PR #426, opened 2021-12-05
Add merkleTree and scTxsCommitment as return values of getblocktemplate.

ruyichang:
Make merkleTree and scTxsCommitment as return values of getblockemplate is convenient for use coinbasetx and other txs to build block directly. This avoids calling getblockmerkleroots for a same job.


cronicc:
Superseded by https://github.com/HorizenOfficial/zen/pull/432

Thanks for this contribution though!

PR #429, opened 2021-12-30
Custom fields validation fix

ptagl:
This PR contains a fix for the custom fields management. In particular, the validation function was using the wrong bit endianness to check custom fields against the configuration (bit length) specified during sidechain creation.


src/util.cpp
```diff
@@ -934,21 +935,15 @@ int GetNumCores()
...
-        inputByte = (inputByte ^ (inputByte - 1)) >> 1;  // Set inputByte's trailing 0s to 1s and zero rest
-        for (c = 0; inputByte; c++)
-        {
-            inputByte >>= 1;
-        }
-    }
-    return c;
+    // __builtin_clz() returns the number of leading zeros for an unsigned int, so we need to perform a
+    // conversion to use it for an unsigned char.
+    return __builtin_clz(inputByte) % (sizeof(unsigned int) * 8 - CHAR_BIT);
```
i-Alex: Seems that `__builtin_clz` function is compiler and platform dependent and works with `unsigned int` type. Is it safe to use it? With trailing zeros before, we had safer solution, as for me.

src/gtest/test_libzendoo.cpp
```diff
@@ -1973,4 +1973,27 @@ TEST(CctpLibrary, TestInvalidProofVkWhenOversized)
     EXPECT_FALSE(vkInvalid.IsValid());
 
     //TODO: Might be useful to test the same behaviour with bit vector
+}
+
+TEST(CctpLibrary, TestCustomFieldsValidation)
+{
+    for (uint8_t i = 1; i < CHAR_BIT; i++)
```
i-Alex, line 2042: Here we have all possible cases for up-to 1 byte size custom field.
Let's add also some cases with bigger config size in a separate test. I mean, assuming that field element is created  from int\long\full field element. So actually the cases which failed before the fix.

ptagl: Increased unit tests coverage with commit [7267da211e5e0fad639ca9cea7d20a0c6658daf8](https://github.com/HorizenOfficial/zen/commit/7267da211e5e0fad639ca9cea7d20a0c6658daf8).

src/util.cpp
ptagl: Implemented a new function with commit [db1a66f2005b9348c04ee9b06c1aef8907622837](https://github.com/HorizenOfficial/zen/commit/db1a66f2005b9348c04ee9b06c1aef8907622837).

I moved `__builtin_clz()` to a unit test to check the validity of the new implemented function.

src/gtest/test_libzendoo.cpp
```diff
@@ -19,6 +19,15 @@
 
 using namespace blockchain_test_utils;
 
+// Random uint used to generate a random custom field
```
alsala: It would be useful add a note explaining why this FE is created in this way (see also TestRandomCustomFieldGeneration below)

src/gtest/test_libzendoo.cpp
```diff
@@ -1973,4 +1982,140 @@ TEST(CctpLibrary, TestInvalidProofVkWhenOversized)
...
+TEST(CctpLibrary, TestGetLeadingZeros)
+{
+    ASSERT_EQ(8, getLeadingZeroBitsInByte(0));
+
+    for (uint8_t n = 1; n > 0; n++)
+    {
+        ASSERT_EQ(__builtin_clz(n) % (sizeof(unsigned int) * 8 - CHAR_BIT), getLeadingZeroBitsInByte(n));
+    }
+}
+
```
alsala, line 2039: Could be useful also add a unit test for the getBytesFromBits() api in util.cpp

src/gtest/test_libzendoo.cpp
```diff
@@ -1973,4 +1982,140 @@ TEST(CctpLibrary, TestInvalidProofVkWhenOversized)
...
+            rawBytes.back() = j;
+            FieldElementCertificateField certField = FieldElementCertificateField(rawBytes);
+            FieldElementCertificateFieldConfig config = FieldElementCertificateFieldConfig(i + 31 * CHAR_BIT);
+            CFieldElement fe = certField.GetFieldElement(config);
+
+            // The Field Element is valid if it matches the configuration (j < 1 << i)
+            // and if doesn't exceed the modulus, thus the last two bits cannot be set (j < 1 << 6).
+            if (j < 1 << i && j < 1 << 6)
+            {
+                EXPECT_TRUE(fe.IsValid());
```
alsala, line 2084: This is correct, even if according to the implementation of GetFieldElement(config) the returned fe is always the null fe if the bits of cfg are not consistent (null fe is invalid anyway)

alsala (approved):

VolodymyrBabaiev (approved):

i-Alex (approved):

src/gtest/test_libzendoo.cpp
ptagl: Done with commit [304694d2ecefdfe23ee5750d1c44e1b4562ca5ba](https://github.com/HorizenOfficial/zen/pull/429/commits/304694d2ecefdfe23ee5750d1c44e1b4562ca5ba).

I've also added a check to be sure that the first bit of the random custom field is set to "1".

src/gtest/test_libzendoo.cpp
ptagl: Done with commit [304694d2ecefdfe23ee5750d1c44e1b4562ca5ba](https://github.com/HorizenOfficial/zen/pull/429/commits/304694d2ecefdfe23ee5750d1c44e1b4562ca5ba).

src/gtest/test_libzendoo.cpp
```diff
@@ -2004,6 +2018,41 @@ TEST(CctpLibrary, TestGetLeadingZeros)
...
+ * @brief Check the correctness of the GetBytesFromBits utility function
+ * 
+ * In order to keep the test fast, the iteration is limited to the first 2^16 numbers.
+ */
+TEST(CctpLibrary, TestGetBytesFromBits)
+{
+    int reminder = 0;
+
+    // Check that the function works properly with the "0" input
+    ASSERT_EQ(0, getBytesFromBits(0, reminder));
```
alsala, line 2011: This api has an int for the number of bits, it could be useful to add also a oneliner for testing negative values

alsala (approved):

albertog78 (approved):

++++++++

Nothing in the listing may be left out; repeat it all exactly.

PR #426, opened 2021-12-05
Add merkleTree and scTxsCommitment as return values of getblocktemplate.

ruyichang:
Make merkleTree and scTxsCommitment as return values of getblockemplate is convenient for use coinbasetx and other txs to build block directly. This avoids calling getblockmerkleroots for a same job.


cronicc:
Superseded by https://github.com/HorizenOfficial/zen/pull/432

Thanks for this contribution though!

PR #429, opened 2021-12-30
Custom fields validation fix

ptagl:
This PR contains a fix for the custom fields management. In particular, the validation function was using the wrong bit endianness to check custom fields against the configuration (bit length) specified during sidechain creation.


src/util.cpp
```diff
@@ -934,21 +935,15 @@ int GetNumCores()
...
-        inputByte = (inputByte ^ (inputByte - 1)) >> 1;  // Set inputByte's trailing 0s to 1s and zero rest
-        for (c = 0; inputByte; c++)
-        {
-            inputByte >>= 1;
-        }
-    }
-    return c;
+    // __builtin_clz() returns the number of leading zeros for an unsigned int, so we need to perform a
+    // conversion to use it for an unsigned char.
+    return __builtin_clz(inputByte) % (sizeof(unsigned int) * 8 - CHAR_BIT);
```
i-Alex: Seems that `__builtin_clz` function is compiler and platform dependent and works with `unsigned int` type. Is it safe to use it? With trailing zeros before, we had safer solution, as for me.

src/gtest/test_libzendoo.cpp
```diff
@@ -1973,4 +1973,27 @@ TEST(CctpLibrary, TestInvalidProofVkWhenOversized)
     EXPECT_FALSE(vkInvalid.IsValid());
 
     //TODO: Might be useful to test the same behaviour with bit vector
+}
+
+TEST(CctpLibrary, TestCustomFieldsValidation)
+{
+    for (uint8_t i = 1; i < CHAR_BIT; i++)
```
i-Alex, line 2042: Here we have all possible cases for up-to 1 byte size custom field.
Let's add also some cases with bigger config size in a separate test. I mean, assuming that field element is created  from int\long\full field element. So actually the cases which failed before the fix.

ptagl: Increased unit tests coverage with commit [7267da211e5e0fad639ca9cea7d20a0c6658daf8](https://github.com/HorizenOfficial/zen/commit/7267da211e5e0fad639ca9cea7d20a0c6658daf8).

src/util.cpp
ptagl: Implemented a new function with commit [db1a66f2005b9348c04ee9b06c1aef8907622837](https://github.com/HorizenOfficial/zen/commit/db1a66f2005b9348c04ee9b06c1aef8907622837).

I moved `__builtin_clz()` to a unit test to check the validity of the new implemented function.

src/gtest/test_libzendoo.cpp
```diff
@@ -19,6 +19,15 @@
 
 using namespace blockchain_test_utils;
 
+// Random uint used to generate a random custom field
```
alsala: It would be useful add a note explaining why this FE is created in this way (see also TestRandomCustomFieldGeneration below)

src/gtest/test_libzendoo.cpp
```diff
@@ -1973,4 +1982,140 @@ TEST(CctpLibrary, TestInvalidProofVkWhenOversized)
...
+TEST(CctpLibrary, TestGetLeadingZeros)
+{
+    ASSERT_EQ(8, getLeadingZeroBitsInByte(0));
+
+    for (uint8_t n = 1; n > 0; n++)
+    {
+        ASSERT_EQ(__builtin_clz(n) % (sizeof(unsigned int) * 8 - CHAR_BIT), getLeadingZeroBitsInByte(n));
+    }
+}
+
```
alsala, line 2039: Could be useful also add a unit test for the getBytesFromBits() api in util.cpp

src/gtest/test_libzendoo.cpp
```diff
@@ -1973,4 +1982,140 @@ TEST(CctpLibrary, TestInvalidProofVkWhenOversized)
...
+            rawBytes.back() = j;
+            FieldElementCertificateField certField = FieldElementCertificateField(rawBytes);
+            FieldElementCertificateFieldConfig config = FieldElementCertificateFieldConfig(i + 31 * CHAR_BIT);
+            CFieldElement fe = certField.GetFieldElement(config);
+
+            // The Field Element is valid if it matches the configuration (j < 1 << i)
+            // and if doesn't exceed the modulus, thus the last two bits cannot be set (j < 1 << 6).
+            if (j < 1 << i && j < 1 << 6)
+            {
+                EXPECT_TRUE(fe.IsValid());
```
alsala, line 2084: This is correct, even if according to the implementation of GetFieldElement(config) the returned fe is always the null fe if the bits of cfg are not consistent (null fe is invalid anyway)

alsala (approved):

VolodymyrBabaiev (approved):

i-Alex (approved):

src/gtest/test_libzendoo.cpp
ptagl: Done with commit [304694d2ecefdfe23ee5750d1c44e1b4562ca5ba](https://github.com/HorizenOfficial/zen/pull/429/commits/304694d2ecefdfe23ee5750d1c44e1b4562ca5ba).

I've also added a check to be sure that the first bit of the random custom field is set to "1".

src/gtest/test_libzendoo.cpp
ptagl: Done with commit [304694d2ecefdfe23ee5750d1c44e1b4562ca5ba](https://github.com/HorizenOfficial/zen/pull/429/commits/304694d2ecefdfe23ee5750d1c44e1b4562ca5ba).

src/gtest/test_libzendoo.cpp
```diff
@@ -2004,6 +2018,41 @@ TEST(CctpLibrary, TestGetLeadingZeros)
...
+ * @brief Check the correctness of the GetBytesFromBits utility function
+ * 
+ * In order to keep the test fast, the iteration is limited to the first 2^16 numbers.
+ */
+TEST(CctpLibrary, TestGetBytesFromBits)
+{
+    int reminder = 0;
+
+    // Check that the function works properly with the "0" input
+    ASSERT_EQ(0, getBytesFromBits(0, reminder));
```
alsala, line 2011: This api has an int for the number of bits, it could be useful to add also a oneliner for testing negative values

alsala (approved):

albertog78 (approved):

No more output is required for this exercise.